Jatuh dan tersungkur di tanah aku
Berselimut debu sekujur tubuhku
Panas dan menyengat
Rebah dan berkarat
Yang ...
Yang patah tumbuh, yang hilang berganti
Yang hancur lebur akan terobati
Yang sia-sia akan jadi makna
Yang terus berulang suatu saat henti
Yang pernah jatuh 'kan berdiri lagi
Yang patah tumbuh, yang hilang berganti
Di mana ada musim yang menunggu?
Meranggas merapuh
Berganti dan luruh
Bayang yang berserah
Terang di ujung sana
Yang ...
Yang patah tumbuh, yang hilang berganti
Yang hancur lebur akan terobati
Yang sia-sia akan jadi makna
Yang terus berulang suatu saat henti
Yang pernah jatuh 'kan berdiri lagi
Yang patah tumbuh, yang hilang berganti
Yang patah tumbuh, yang hilang berganti
Lagu Banda
Neira yang sangat sakral ditelinga Clarissa, “Lagu ini harapan saya untuk
seseorang yang sangat baik kepada saya, terimakasih banyak sudah pernah ada
untuk saya meskipun hanya rahasia, yang telah berani menyembunyikan perasaannya
selama ini. Semoga setelah ini dia hidup bahagia dan didatangkan orang-orang
baru yang baik baginya.
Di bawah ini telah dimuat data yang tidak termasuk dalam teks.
PR #765, opened 2023-10-18
Mention rebuilds in best practices

zmitchell:
This is a small PR that adds a sentence about needless rebuilds to the "Reproducible source paths" section of the "Best Practices" page. This section currently mentions impurities, but there are actual practical concerns around using a fixed name, such as cache misses locally and in CI. Ask me how I know.

### DIFF
--- a/source/recipes/best-practices.md
+++ b/source/recipes/best-practices.md
@@ -216,6 +216,7 @@ The problem is that now your build is no longer reproducible, as it depends on t
 That cannot declared in the source code, and results in an impurity.
 
 If someone builds the project in a directory with a different name, they will get a different store path for `src` and everything that depends on it.
+This can be the cause of needless rebuilds both locally and in CI.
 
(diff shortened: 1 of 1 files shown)


source/recipes/best-practices.md
```diff
@@ -216,6 +216,7 @@ The problem is that now your build is no longer reproducible, as it depends on t
 That cannot declared in the source code, and results in an impurity.
 
 If someone builds the project in a directory with a different name, they will get a different store path for `src` and everything that depends on it.
+This can be the cause of needless rebuilds both locally and in CI.
```
fricklerhandwerk, line 219:
```suggestion
This can be the cause of needless rebuilds.
```

That's generally true, I see no need to specify it further.

fricklerhandwerk (approved):
Very good point. Incidentally I just ran into exactly this problem the other day.

PR #775, opened 2023-10-27
add Recipes section under Guides category

fricklerhandwerk:
this follows #701 and recent discussion around reshuffling the FAQ with @wamirez and @infinisil

PR #777, opened 2023-10-27
dissolve the Learning Journey section

fricklerhandwerk:
This does not yet follow #701, because the change to get there would be
too big. The goal is to keep the table of contents meaningful at all
times and the diff of each pull request manageable.

The packaging tutorial is quite important, so it's not wrong to have it
visible on the front page until we have enough material for a packaging
section.

The sharing dependencies article should really be a very brief guide, but
because that would be quite a big change, I moved it to the Guides
section for now.


fricklerhandwerk:
If https://github.com/NixOS/nix.dev/pull/775 gets merged first, I can also move the sharing deps thing into guides here to save ourselves one redirect step.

Sekali lagi terimakasih banyak atas semuanya”
Setiap orang
tersihir dengan suaranya, anak-anak yang memakai baju wisuda banyak yang meneteskan
air mata bahkan acara pelepasan belum dimula, para tamu undangan juga banyak
yang mengusap matanya karena lagu yang Galen bawakan sangat menyentuh hati
mereka.
Sedangkan
Clarissa dibalik tirai panggung sudah tidak bisa lagi membendung tangisnya,
hatinya sesak sekali rasanya. Teman-temannya yang menyadari keberadaan Clarissa
dan yang paham apa yang dirasakan Clarissa, memeluknya secara bersamaan
seolah-olah ikut merasakan apa yang gadis itu alami.
Prosesi wisuda
telah selesai dan resmi bahwa mereka telah dilepas dari sekolah ini
dipersilahkan untuk melanjutkan mimpi-mimpi mereka sendiri, menghadapi dunia
yang sudah seharusnya mereka hadapi. Seperti wisuda pada umunya banyak sekali
yang mengabadikan moment seperti ini dengan berfoto, memberikan bunga, coklat,
kartu ucapan selamat, sedangkan Clarissa masih berada dibalik tirai panggung
menatap Galen yang sedang foto bersama dengan teman-temannya.
Apakah upacara
perpisahan harus selalu dirayakan? dengan memberikan setangkai bunga? Kenapa
tidak diberikan saat masih bersama? Tidakkah mereka tahu resiko hari ini bahwa
perpisahan menandakan akan adanya jarak setelah ini, menandakan temu yang tidak
bisa dilakukan setiap hari, jangankan bertemu mungkin setelah ini untuk
melihatnya dari jarak jauh saja sudah tidak bisa.
Clarissa
memilih berlari ke gazebo taman dibelakang, tempat yang sepi, tempat yang
mungkin akan membuatnya semakin tidak terima dengan perpisahan. Mendongak
menatap langit biru siang itu, kenapa langit begitu cerah sedangkan hatinya
mendung bahkan hujan deras siap untuk turun. Teman-temannya yang mengetahui
Clarissa sedang berada digazebo belakang menyusulnya takut dengan kondisi
Clarissa.
“Are you
Okey?” Tanya Nimah, mereka tahu bahwa Clarissa tidak okey sama sekali.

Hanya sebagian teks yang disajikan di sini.